PR #862, opened 2026-08-03
Add PWA support: manifest, service worker, and offline fallback

### LINKED ISSUE #857: Add PWA support: web app manifest, service worker, and offline fallback
## Description

The frontend has no offline story at all. `frontend/public/` is empty, there is no web app manifest, and there is no service worker. Consequences:

- The app cannot be installed to a phone home screen or a desktop dock.
- A dropped connection produces the browser's default "no internet" error page rather than anything DevLink-branded.
- Static assets are re-fetched on every cold load even though they are content-hashed and immutable.
- There is no in-app signal that the user has gone offline, so failed mutations look like random errors.

For a collaboration tool that developers keep open in a background tab all day, losing the tab's state to a flaky network is a real annoyance.

## Proposed solution

Add a minimal PWA layer — no new runtime dependency, hand-rolled service worker:

- `public/manifest.webmanifest` with name, theme colours matching the existing dark/light tokens, and icons.
- A service worker with two strategies: cache-first for hashed build assets, network-first with cache fallback for navigations.
- An offline fallback page served when a navigation fails and nothing is cached.
- Registration helper that only registers in production builds and handles the `updatefound` lifecycle so a new deploy does not leave users on a stale shell.
- A `useOnlineStatus` hook plus a small banner so the UI can say "You're offline" instead of failing silently.

Explicitly out of scope: background sync and push notifications.

## Acceptance criteria

- [ ] Manifest linked from the document head; app is installable (Lighthouse PWA check).
- [ ] Service worker registers in production only, never in dev or test.
- [ ] Old caches purged on `activate` so deploys do not leak storage.
- [ ] Navigation falls back to an offline page when the network is unavailable.
- [ ] API requests are never cached by the service worker.
- [ ] Offline banner appears/disappears on `online`/`offline` events.
- [ ] Tests for the hook and the registration helper.

MOHITKOURAV01:
# Pull Request

## Summary

`frontend/public/` was empty — no web app manifest, no service worker, no offline story at all. That meant:

- The app could not be installed to a home screen or dock.
- A dropped connection produced the browser's default "no internet" page.
- Failed mutations looked like random errors, with nothing telling the user their network was down.

This adds a small PWA layer that fixes those three things. It is **not** an offline-first rewrite, and deliberately so.

---

## Related Issue

Closes #857

---

## Type of Change

- [ ] Bug fix
- [x] New feature
- [x] Documentation update
- [x] Performance improvement
- [ ] Refactoring
- [x] UI/UX enhancement
- [x] Tests
- [ ] Other

---

## Changes Made

| File | Purpose |
| :--- | :--- |
| `public/manifest.webmanifest` | Name, theme colours matching the existing tokens, icons, shortcuts |
| `public/sw.js` | The service worker |
| `public/offline.html` | Fallback when a navigation fails |
| `public/icons/*.svg` | App icon + maskable variant |
| `src/lib/pwa.ts` | Registration and update lifecycle |
| `src/hooks/useOnlineStatus.ts` | Connectivity hook |
| `src/components/OfflineBanner.tsx` | The banner |
| `src/routes/__root.tsx` | Manifest link, theme-color, registration, banner |
| `docs/pwa.md` | How it works and how to test it |

### Why hand-rolled

No new runtime dependency. What we need is ~160 lines; the generator plugins bring a build plugin, a config file, and a set of defaults nobody on the team can explain when something caches wrong at 2am.

### Caching

Same-origin `GET` only. Everything else goes straight to the network.

- **Cache-first** for `/_build/`, `/assets/`, `/icons/` — content-hashed, so a hit can never be stale.
- **Network-first** for navigations, falling back to the cached shell then `offline.html`. Not cache-first: a stale shell paired with a newer API is a worse failure than a slightly slower navigation.
- **Never** for `/api/` and `/uploads/` — user-scoped and constantly changing, and caching an authenticated response risks handing it to the wrong user on a shared device.

Page cache capped at 40 entries, oldest evicted first. `activate` deletes every non-current cache so deploys don't leak storage.

### Two guards worth flagging in review

1. `watchForUpdates` checks `navigator.serviceWorker.controller` before announcing an update. `controller` is null on a first install, so without this **every first-time visitor gets told to reload**.
2. `applyServiceWorkerUpdate` guards its `controllerchange` handler with a flag. Chrome can fire it more than once, and an unguarded reload there is an infinite reload loop.

### A bug the tests caught

I originally used `"serviceWorker" in navigator` for feature detection. That passes when the key *exists holding `undefined`* — jsdom, some embedded webviews, anything that has shimmed it — and then throws on first property access. Switched to a truthiness check via a `getServiceWorkerContainer()` helper. The test asserting a no-support environment is what surfaced it.

---

## Testing

- [x] Tested locally
- [x] Existing tests pass
- [x] Added new tests
- [x] UI verified

Additional testing notes:

**New tests — 25 passed** (`src/lib/__tests__/pwa.test.ts`, `src/hooks/__tests__/useOnlineStatus.test.ts`):

- Registration is skipped outside production, forced when asked, scoped to `/`, and returns `null` rather than throwing on failure.
- Update detection: already-waiting worker, worker installing while the tab is open, **no notification on first install**, no notification while still installing, and an `updatefound` with no installing worker.
- `applyServiceWorkerUpdate` posts `SKIP_WAITING`, no-ops with nothing waiting, and **reloads exactly once across repeated `controllerchange` events**.
- `unregisterServiceWorkers` handles no support and clears registrations plus caches.
- `useOnlineStatus`: both states, `undefined` treated as online, both event transitions, listener cleanup, and no update after unmount.

**Full suite:** 296 → 321 passed. The delta is exactly the 25 new tests; nothing else moved. (Four test *files* fail on both sides — Playwright e2e specs that vitest picks up. Pre-existing and unrelated.)

**Typecheck:** 37 errors before, 37 after — all pre-existing, none in the files this PR touches.

**Lint:** clean (`eslint` + `prettier`) on every new and modified file.

**Manual, against `npm run build && npm run preview`:** manifest reports installable, worker registers and activates, DevTools offline reload serves the cached shell, and an unvisited route serves `offline.html`.

---

## Checklist

---

## Additional Notes

**Out of scope on purpose:** background sync and push notifications. Both need a server-side story — VAPID keys, a subscription store, a delivery pipeline — and belong with the notification work rather than bolted on here.

Icons are SVG. Chrome accepts `sizes: "any"` SVG icons for installability, and a vector avoids checking a pile of PNG raster sizes into the repo. If we later want the widest possible install-prompt support, generating 192/512 PNGs from these SVGs is a small follow-up.

`CACHE_VERSION` in `sw.js` is the kill switch — bumping it invalidates every cache on the next deploy.

### DIFF
--- a/docs/pwa.md
+++ b/docs/pwa.md
@@ -1,0 +1,104 @@
+# Progressive Web App
+
+DevLink ships a small PWA layer: a web app manifest, a service worker, an
+offline fallback page, and an in-app offline indicator.
+
+The goal is modest and deliberately so. This is not an offline-first rewrite.
+It makes the app installable, stops a dropped connection producing the
+browser's default error page, and tells the user when they are offline instead
+of letting mutations fail silently.
+
+## What's included
+
+| File                              | Purpose                                          |
+| :-------------------------------- | :----------------------------------------------- |
+| `public/manifest.webmanifest`     | Name, colours, icons, app shortcuts               |
+| `public/sw.js`                    | The service worker                                |
+| `public/offline.html`             | Fallback page when a navigation fails             |
+| `public/icons/icon.svg`           | App icon                                          |
+| `public/icons/icon-maskable.svg`  | Maskable variant, scaled for the 80% safe zone    |
+| `src/lib/pwa.ts`                  | Registration and update handling                  |
+| `src/hooks/useOnlineStatus.ts`    | Connectivity hook                                 |
+| `src/components/OfflineBanner.tsx`| The banner                                        |
+
+## Caching strategy
+
+The worker only touches same-origin `GET` requests. Everything else goes
+straight to the network.
+
+**Cache-first — `/_build/`, `/assets/`, `/icons/`**
+These URLs are content-hashed, so a cache hit can never be stale. A new deploy
+produces new filenames.
+
+**Network-first — navigations**
+Try the network, fall back to the cached shell, then to `offline.html`. Not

◇ ◇ ◇ ◇ ◇

Problem to solve: One stretch of the lines above is wanted, from the line that contains "- [x] Performance improvement" through the line that contains "### Two guards worth flagging in review". Output it exactly.

Written response:
- [x] Performance improvement
- [ ] Refactoring
- [x] UI/UX enhancement
- [x] Tests
- [ ] Other

---

## Changes Made

| File | Purpose |
| :--- | :--- |
| `public/manifest.webmanifest` | Name, theme colours matching the existing tokens, icons, shortcuts |
| `public/sw.js` | The service worker |
| `public/offline.html` | Fallback when a navigation fails |
| `public/icons/*.svg` | App icon + maskable variant |
| `src/lib/pwa.ts` | Registration and update lifecycle |
| `src/hooks/useOnlineStatus.ts` | Connectivity hook |
| `src/components/OfflineBanner.tsx` | The banner |
| `src/routes/__root.tsx` | Manifest link, theme-color, registration, banner |
| `docs/pwa.md` | How it works and how to test it |

### Why hand-rolled

No new runtime dependency. What we need is ~160 lines; the generator plugins bring a build plugin, a config file, and a set of defaults nobody on the team can explain when something caches wrong at 2am.

### Caching

Same-origin `GET` only. Everything else goes straight to the network.

- **Cache-first** for `/_build/`, `/assets/`, `/icons/` — content-hashed, so a hit can never be stale.
- **Network-first** for navigations, falling back to the cached shell then `offline.html`. Not cache-first: a stale shell paired with a newer API is a worse failure than a slightly slower navigation.
- **Never** for `/api/` and `/uploads/` — user-scoped and constantly changing, and caching an authenticated response risks handing it to the wrong user on a shared device.

Page cache capped at 40 entries, oldest evicted first. `activate` deletes every non-current cache so deploys don't leak storage.

### Two guards worth flagging in review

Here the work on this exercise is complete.